I may, however, bring out the essential qualities of AKG, the revolutionary. Like all revolutionary leaders of the people, he was at one with the ordinary men, women and children. Living their life, speaking their language, feeling one with them in all ways, he was their AKG. It was they, the fighting people, that made him “AKG”, just as it was AKG who moulded the people of Kerala that they are today. (This may also be true of Andhra, Tamilnadu, Bengal, Punjab, etc. In all these states those who have had the opportunity to come in contact with him have personal memories of AKG, the man and his activities. But wherever he goes, he identifies himself with the people there; he would once again go back to his Kerala and the people there would receive him as their own AKG). I cannot think of any other comrade who comes so close to him as a man of the people and being a man of the people, a revolutionary till the last breath of his life.

 

It was usual for him to admit that he was no theoretician. He claimed to be a man of action. That in one sense is true enough. I, however, cannot, divorce his quality as a man of action from the deep theoretical conviction which made it possible for him to become the most effective agitator, the most dynamic leader of mass struggles, the most scrupulous adherent of a regulated daily life (which would of course be disturbed the moment he came to learn of a struggle or an agitation which called him), the most efficient organiser and above all, the model revolutionary parliamentarian.

 

The 25 years of his life and work as an MP, merciless in exposing the ministers and bureaucrats, but the most lovable friend of even those  who are subjected to his exposure; the MP who opens his mouth only to bring out some burning problem of the people or the other and who is adept equally on the floor of the Parliament and outside, that marks him out from the ordinary run of MPs.

 

I had the sad experience of being with him (not continuously but with many breaks, since I was taken from his side by the various duties that had devolved on me), during the last days of his life, when we all felt that the end was inevitably coming.
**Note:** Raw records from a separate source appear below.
PR #1153, opened 2026-04-27
MONGOCRYPT-872 Use `uv tool` to obtain CMake, Ninja, and Python

eramongodb:
Resolves MONGOCRYPT-872. Successor to https://github.com/mongodb/mongo-cxx-driver/pull/1428 and https://github.com/mongodb/mongo-c-driver/pull/2097.

Introduces the `install-build-tools.sh` script, which installs latest versions of `cmake`, `ninja`, and `python` for subsequent use by build-and-test EVG tasks, reducing dependence on system-provided binaries (numerous inconsistent versions across distros). Because of the age of certain EVG distros still in use by the current configuration, the latest `uv-installer.sh` script (version 0.11.8) is bundled and used as a fallback when a system-provided `uv` binary is not available (see: DEVPROD-13413 and DEVPROD-22169). Note that `uv-installer.sh` finally embeds checksums in the script itself, so the checksum patch script used in prior PRs is no longer required.

The Earthfile is also updated to install and use `uv` whenever possible (for compatibility with other updated build scripts which now require `uv`). When a system package provides `uv` directly, it is used (regardless of its version); otherwise, the newest-available `pip` provided by system packages is used to install `uv` instead (always the latest available version). This is made possible following https://github.com/mongodb/libmongocrypt/pull/1148.

All calls to `run_*` (formerly provided by `init.sh`) are replaced with simple commands instead (available via `PATH` exported by `install-build-tools.sh`). All calls to `python` are invoked through `uv`. Note that `install-build-tools.sh` exports `CMAKE_GENERATOR=Ninja` on all non-Windows environments by default, simplifying other helper scripts. However, a comment is added to [this line](https://github.com/mongodb/libmongocrypt/blob/c0353cde50aa9745fe59c14a07772ab7aa9e3777/.evergreen/config.yml#L119) which is responsible for selecting the Ninja generator _even on Windows_, which as a single-config generator (not-obviously) impacts the layout of build artifacts that are depended-on by downstream test scripts such as [bindings/python/.evergreen/test.sh](https://github.com/mongodb/libmongocrypt/blob/c0353cde50aa9745fe59c14a07772ab7aa9e3777/bindings/python/.evergreen/test.sh#L81).

Due to the age of certain EVG distros (notably RHEL 6 and RHEL 7) which do not provide a sufficiently recent Python version to support `uv`, these distros are special-cased to defer partially or entirely to the mongodbtoolchain binaries present in the those environments. These workarounds should be removed once the EVG configuration is updated to migrate away from these EOL, unsupported distros (outside the scope of this PR).


.evergreen/benchmark-python.sh
```diff
@@ -9,23 +9,27 @@ fi
...
 # Include path to installed libmongocrypt.so
 export LD_LIBRARY_PATH="$MONGOCRYPT_INSTALL_PREFIX/lib64"
 cd bindings/python/
 
-/opt/mongodbtoolchain/v4/bin/python3 -m venv venv
+uv venv venv
 . ./venv/bin/activate
-python -m pip install --prefer-binary -r requirements-test.txt
-python -m pip install -e .
+uv python install
```
kevinAlbs: Remove `uv python install`? I expect `python` is already installed by the `uv venv` command.

.evergreen/install-build-tools.sh
```diff
@@ -0,0 +1,82 @@
...
+    script="$(mktemp)" || return
+    cp -f "${EVG_DIR:?}/uv-installer.sh" "${script:?}" || return
+    chmod +x "${script:?}" || return
+    env \
+        UV_INSTALL_DIR="${uv_install_dir:?}" \
+        UV_UNMANAGED_INSTALL=1 \
+        INSTALLER_PRINT_VERBOSE=1 \
+        "${script:?}" || return
+
+    PATH="${uv_install_dir:?}:$PATH" || return
```
kevinAlbs: Suggest removing `|| return` since I expect the variable assignment cannot fail.

```suggestion
    PATH="${uv_install_dir:?}:$PATH"
```

kevinAlbs (approved):
LGTM with minor comments.

vector-of-bool (approved):
LGTM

It was painful to see him struggling to give expression to his innermost desires, but unable to do so. (Even Comrade Susheela who was with him throughout and was able to guess his innermost thoughts and feelings, found it sometimes difficult to get at what he intended to convey). We knew that he was thinking (even when the process of thinking itself was becoming increasingly difficult) of the various problems which we were facing and had to solve without his personal advice and guidance.

 

I cannot but recall the last wish he expressed to me when he could talk audibly and that was his desire, after recovery, to cease his running about (as he used to do for a whole life-time) and remain in one place looking after the education of the younger generation in the principles of scientific socialism and in the experience of building the Party, building the mass organisations. I would therefore make a humble suggestion to all those who are keen on perpetuating his memory that they should concentrate on fulfilling his last desire.

 

(This article was published in the AKG Memorial Souvenir brought out by the AKG Memorial Committee, Mumbai in 1979.)